Description of the task:
Only lines that contain the word "though" are to be returned from the data below.

Given data:
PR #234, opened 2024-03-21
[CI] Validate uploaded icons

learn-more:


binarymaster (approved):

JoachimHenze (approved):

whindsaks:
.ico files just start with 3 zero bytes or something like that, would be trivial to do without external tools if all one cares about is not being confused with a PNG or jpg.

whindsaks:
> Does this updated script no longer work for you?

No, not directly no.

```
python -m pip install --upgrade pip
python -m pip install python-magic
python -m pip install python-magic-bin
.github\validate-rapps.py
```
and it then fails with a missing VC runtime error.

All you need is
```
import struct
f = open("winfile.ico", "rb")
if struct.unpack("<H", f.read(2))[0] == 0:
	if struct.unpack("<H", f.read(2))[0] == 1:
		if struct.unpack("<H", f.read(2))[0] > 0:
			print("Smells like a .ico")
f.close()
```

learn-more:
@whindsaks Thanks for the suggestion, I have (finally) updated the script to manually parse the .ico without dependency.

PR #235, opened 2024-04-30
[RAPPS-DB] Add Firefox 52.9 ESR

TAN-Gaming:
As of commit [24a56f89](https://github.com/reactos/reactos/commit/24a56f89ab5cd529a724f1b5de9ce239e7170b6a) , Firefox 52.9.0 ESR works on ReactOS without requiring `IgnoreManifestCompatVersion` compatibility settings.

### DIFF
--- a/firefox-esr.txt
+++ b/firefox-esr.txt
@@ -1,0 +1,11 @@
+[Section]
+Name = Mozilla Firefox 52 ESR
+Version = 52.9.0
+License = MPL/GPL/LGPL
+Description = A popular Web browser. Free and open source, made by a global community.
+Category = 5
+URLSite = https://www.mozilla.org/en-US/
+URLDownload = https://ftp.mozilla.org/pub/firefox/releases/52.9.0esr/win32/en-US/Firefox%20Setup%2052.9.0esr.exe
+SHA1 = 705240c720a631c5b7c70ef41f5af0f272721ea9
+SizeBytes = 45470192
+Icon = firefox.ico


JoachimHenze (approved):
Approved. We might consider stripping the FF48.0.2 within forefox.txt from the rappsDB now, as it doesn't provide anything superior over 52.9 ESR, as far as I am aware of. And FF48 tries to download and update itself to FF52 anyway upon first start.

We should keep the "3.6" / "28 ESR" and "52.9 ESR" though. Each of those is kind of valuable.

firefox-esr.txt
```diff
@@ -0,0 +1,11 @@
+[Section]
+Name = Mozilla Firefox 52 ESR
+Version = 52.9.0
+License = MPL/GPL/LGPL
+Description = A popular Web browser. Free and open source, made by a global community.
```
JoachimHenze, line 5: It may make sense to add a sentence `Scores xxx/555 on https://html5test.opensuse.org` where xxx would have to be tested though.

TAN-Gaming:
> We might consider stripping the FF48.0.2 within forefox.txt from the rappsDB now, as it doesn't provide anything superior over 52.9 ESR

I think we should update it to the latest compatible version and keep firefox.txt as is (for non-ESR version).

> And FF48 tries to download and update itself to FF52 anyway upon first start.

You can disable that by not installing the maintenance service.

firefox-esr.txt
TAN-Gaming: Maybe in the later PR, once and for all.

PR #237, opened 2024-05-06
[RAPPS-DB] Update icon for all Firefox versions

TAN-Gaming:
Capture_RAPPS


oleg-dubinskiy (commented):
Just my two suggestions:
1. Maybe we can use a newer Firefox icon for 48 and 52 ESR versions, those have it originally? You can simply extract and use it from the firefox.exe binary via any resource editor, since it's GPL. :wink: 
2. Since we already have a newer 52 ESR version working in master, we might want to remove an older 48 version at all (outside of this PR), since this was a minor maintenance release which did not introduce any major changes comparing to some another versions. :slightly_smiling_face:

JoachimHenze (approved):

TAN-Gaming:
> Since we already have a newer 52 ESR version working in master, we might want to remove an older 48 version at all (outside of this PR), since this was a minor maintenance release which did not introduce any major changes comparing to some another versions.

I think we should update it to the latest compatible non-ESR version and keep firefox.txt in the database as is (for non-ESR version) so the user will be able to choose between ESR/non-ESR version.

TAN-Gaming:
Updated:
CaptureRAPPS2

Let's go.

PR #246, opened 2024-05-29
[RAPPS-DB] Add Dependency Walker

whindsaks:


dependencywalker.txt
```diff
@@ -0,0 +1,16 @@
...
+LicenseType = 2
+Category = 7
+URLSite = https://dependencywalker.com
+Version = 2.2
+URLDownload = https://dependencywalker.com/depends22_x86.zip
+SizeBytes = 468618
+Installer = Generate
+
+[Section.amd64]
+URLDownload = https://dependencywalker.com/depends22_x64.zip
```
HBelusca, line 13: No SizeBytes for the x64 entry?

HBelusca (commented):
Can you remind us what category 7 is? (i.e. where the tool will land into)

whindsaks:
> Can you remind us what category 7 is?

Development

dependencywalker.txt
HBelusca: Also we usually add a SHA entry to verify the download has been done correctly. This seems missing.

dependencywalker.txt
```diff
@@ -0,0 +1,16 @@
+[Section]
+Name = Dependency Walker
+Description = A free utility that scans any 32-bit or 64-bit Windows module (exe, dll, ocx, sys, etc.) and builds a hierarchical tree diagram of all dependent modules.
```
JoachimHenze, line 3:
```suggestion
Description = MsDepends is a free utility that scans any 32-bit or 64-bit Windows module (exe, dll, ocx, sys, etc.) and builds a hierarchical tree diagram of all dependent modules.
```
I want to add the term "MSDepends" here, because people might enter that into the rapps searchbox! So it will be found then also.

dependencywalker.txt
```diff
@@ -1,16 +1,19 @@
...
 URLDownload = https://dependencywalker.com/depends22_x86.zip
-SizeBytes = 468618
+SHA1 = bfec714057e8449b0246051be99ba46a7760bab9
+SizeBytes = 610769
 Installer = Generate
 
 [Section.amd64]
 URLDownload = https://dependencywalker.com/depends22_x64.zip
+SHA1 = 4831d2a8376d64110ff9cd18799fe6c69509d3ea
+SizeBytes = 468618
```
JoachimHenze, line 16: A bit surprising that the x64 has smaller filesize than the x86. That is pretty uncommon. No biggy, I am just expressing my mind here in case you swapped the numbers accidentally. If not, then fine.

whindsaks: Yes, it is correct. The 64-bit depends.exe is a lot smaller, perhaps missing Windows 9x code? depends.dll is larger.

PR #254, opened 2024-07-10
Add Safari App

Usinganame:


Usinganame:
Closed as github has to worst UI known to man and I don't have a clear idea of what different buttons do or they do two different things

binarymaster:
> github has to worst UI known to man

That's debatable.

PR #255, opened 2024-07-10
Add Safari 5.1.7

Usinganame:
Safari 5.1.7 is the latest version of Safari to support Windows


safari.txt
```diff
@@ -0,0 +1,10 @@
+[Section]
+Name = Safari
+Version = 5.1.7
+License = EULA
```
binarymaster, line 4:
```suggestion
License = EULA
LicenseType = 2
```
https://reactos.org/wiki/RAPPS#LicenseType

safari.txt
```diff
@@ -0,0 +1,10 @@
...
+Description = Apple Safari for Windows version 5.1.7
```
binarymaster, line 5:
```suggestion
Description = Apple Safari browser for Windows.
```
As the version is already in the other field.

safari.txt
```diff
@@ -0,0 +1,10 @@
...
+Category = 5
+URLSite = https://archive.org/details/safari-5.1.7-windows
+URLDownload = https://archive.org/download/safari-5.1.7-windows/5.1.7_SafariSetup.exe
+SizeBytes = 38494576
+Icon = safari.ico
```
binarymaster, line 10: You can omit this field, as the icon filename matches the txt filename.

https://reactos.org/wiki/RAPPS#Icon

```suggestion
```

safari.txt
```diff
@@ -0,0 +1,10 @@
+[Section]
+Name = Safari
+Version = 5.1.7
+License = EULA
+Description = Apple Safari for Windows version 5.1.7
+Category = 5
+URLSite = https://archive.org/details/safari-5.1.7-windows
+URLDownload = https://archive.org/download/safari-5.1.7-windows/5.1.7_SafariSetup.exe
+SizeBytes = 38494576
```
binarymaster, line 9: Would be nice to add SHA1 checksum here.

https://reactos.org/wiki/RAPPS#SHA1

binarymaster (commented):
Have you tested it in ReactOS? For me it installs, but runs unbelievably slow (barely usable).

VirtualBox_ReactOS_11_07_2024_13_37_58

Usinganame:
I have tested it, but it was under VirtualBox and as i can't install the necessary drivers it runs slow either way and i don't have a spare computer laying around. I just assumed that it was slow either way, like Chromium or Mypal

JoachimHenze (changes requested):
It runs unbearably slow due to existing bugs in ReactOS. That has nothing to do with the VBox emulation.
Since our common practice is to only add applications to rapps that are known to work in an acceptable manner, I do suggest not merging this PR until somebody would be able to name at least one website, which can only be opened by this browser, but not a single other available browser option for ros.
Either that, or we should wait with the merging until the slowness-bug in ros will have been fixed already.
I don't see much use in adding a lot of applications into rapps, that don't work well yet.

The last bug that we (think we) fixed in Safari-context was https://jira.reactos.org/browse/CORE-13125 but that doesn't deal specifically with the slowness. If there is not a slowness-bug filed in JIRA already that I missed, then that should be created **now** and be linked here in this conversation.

Problem solution:
We should keep the "3.6" / "28 ESR" and "52.9 ESR" though. Each of those is kind of valuable.
JoachimHenze, line 5: It may make sense to add a sentence `Scores xxx/555 on https://html5test.opensuse.org` where xxx would have to be tested though.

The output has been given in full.